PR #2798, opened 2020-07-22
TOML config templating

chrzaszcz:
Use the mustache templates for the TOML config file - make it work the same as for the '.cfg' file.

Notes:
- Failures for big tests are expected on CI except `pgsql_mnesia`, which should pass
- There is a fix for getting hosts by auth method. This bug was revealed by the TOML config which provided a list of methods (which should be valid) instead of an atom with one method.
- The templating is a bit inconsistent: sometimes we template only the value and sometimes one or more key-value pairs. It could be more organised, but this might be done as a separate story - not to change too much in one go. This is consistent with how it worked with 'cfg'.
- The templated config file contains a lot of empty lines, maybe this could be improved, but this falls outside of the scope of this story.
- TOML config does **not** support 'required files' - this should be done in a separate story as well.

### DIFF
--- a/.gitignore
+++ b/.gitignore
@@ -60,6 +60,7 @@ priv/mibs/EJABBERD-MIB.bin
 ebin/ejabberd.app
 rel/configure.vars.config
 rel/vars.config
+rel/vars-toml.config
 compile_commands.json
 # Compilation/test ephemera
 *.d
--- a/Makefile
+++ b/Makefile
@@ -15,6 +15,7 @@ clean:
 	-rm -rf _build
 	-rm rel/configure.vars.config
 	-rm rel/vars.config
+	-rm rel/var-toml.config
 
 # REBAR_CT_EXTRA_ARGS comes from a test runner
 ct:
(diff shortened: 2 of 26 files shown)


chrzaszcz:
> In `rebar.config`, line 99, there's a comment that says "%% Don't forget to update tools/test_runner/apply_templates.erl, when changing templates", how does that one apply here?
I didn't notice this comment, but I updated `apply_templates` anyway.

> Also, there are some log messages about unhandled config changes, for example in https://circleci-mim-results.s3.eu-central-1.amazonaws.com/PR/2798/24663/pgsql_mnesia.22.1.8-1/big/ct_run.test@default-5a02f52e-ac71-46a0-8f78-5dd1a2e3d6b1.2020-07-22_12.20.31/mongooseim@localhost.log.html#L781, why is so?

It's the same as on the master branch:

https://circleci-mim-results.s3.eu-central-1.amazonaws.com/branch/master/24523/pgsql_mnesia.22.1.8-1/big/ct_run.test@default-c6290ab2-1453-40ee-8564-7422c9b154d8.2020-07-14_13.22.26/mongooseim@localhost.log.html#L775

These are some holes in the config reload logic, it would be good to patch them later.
----------
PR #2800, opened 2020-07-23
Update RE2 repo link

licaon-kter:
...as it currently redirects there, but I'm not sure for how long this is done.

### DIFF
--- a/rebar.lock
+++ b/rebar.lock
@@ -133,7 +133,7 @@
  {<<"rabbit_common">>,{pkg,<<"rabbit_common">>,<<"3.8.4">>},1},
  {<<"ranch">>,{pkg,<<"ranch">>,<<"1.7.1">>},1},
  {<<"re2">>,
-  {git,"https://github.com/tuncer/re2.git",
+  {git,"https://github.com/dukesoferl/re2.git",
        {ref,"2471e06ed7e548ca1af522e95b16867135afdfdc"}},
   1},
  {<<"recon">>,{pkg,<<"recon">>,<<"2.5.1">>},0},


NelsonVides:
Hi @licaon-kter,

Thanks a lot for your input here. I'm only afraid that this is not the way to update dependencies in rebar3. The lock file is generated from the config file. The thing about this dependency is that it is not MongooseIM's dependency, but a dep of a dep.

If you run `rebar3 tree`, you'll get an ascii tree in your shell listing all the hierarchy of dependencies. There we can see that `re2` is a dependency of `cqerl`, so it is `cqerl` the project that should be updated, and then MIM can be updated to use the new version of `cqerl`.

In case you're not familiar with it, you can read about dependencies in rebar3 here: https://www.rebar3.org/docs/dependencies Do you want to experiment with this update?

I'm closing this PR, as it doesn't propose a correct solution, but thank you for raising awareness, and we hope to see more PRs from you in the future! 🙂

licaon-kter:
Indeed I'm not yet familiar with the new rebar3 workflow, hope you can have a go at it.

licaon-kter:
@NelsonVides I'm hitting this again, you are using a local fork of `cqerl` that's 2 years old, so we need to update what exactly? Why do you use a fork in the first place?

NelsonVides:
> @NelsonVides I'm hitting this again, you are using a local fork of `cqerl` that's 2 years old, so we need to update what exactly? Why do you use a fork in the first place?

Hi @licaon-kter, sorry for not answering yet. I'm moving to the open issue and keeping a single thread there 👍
----------
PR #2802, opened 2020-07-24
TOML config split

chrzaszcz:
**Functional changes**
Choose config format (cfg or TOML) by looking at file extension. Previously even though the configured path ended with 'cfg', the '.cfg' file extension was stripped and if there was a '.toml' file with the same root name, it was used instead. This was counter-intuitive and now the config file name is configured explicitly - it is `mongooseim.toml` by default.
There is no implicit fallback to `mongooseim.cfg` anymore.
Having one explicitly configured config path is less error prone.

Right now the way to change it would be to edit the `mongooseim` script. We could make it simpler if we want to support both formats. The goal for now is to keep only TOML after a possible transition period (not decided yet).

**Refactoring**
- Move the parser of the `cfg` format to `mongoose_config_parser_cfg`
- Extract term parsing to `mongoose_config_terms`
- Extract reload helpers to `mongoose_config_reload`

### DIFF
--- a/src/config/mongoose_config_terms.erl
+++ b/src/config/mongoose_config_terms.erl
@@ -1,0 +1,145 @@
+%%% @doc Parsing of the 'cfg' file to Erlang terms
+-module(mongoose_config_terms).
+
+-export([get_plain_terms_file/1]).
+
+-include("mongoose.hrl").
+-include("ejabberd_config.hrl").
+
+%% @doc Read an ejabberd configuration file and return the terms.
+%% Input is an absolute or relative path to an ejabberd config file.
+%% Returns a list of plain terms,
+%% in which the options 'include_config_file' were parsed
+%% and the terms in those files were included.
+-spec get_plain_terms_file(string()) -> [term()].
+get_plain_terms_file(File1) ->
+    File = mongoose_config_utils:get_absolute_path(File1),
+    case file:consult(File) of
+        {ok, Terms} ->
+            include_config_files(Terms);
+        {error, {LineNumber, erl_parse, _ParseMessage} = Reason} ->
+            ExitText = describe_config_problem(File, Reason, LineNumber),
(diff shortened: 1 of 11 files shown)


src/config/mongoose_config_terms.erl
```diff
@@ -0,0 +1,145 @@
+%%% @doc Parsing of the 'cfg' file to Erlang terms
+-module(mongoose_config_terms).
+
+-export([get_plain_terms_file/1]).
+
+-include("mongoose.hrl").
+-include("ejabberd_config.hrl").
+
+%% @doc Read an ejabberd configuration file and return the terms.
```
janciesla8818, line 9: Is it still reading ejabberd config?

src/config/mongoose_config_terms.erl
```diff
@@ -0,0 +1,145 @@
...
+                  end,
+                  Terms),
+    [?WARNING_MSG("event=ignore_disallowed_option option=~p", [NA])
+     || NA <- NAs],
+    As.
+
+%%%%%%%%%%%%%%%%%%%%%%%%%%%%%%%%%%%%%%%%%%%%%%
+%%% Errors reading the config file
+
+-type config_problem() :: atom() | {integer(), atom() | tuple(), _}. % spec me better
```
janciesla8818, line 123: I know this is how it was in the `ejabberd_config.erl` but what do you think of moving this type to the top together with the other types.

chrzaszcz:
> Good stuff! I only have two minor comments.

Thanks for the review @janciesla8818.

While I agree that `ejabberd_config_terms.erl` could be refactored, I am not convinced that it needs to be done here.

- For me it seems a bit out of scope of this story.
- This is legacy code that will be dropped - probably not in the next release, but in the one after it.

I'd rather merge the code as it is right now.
----------
WHAT IS REQUIRED.
Output the lines above between the one holding "PR #2798, opened 2020-07-22" and the one holding "- Failures for", inclusive, with nothing before or after them.

RESULT OF THE TASK.
PR #2798, opened 2020-07-22
TOML config templating

chrzaszcz:
Use the mustache templates for the TOML config file - make it work the same as for the '.cfg' file.

Notes:
- Failures for big tests are expected on CI except `pgsql_mnesia`, which should pass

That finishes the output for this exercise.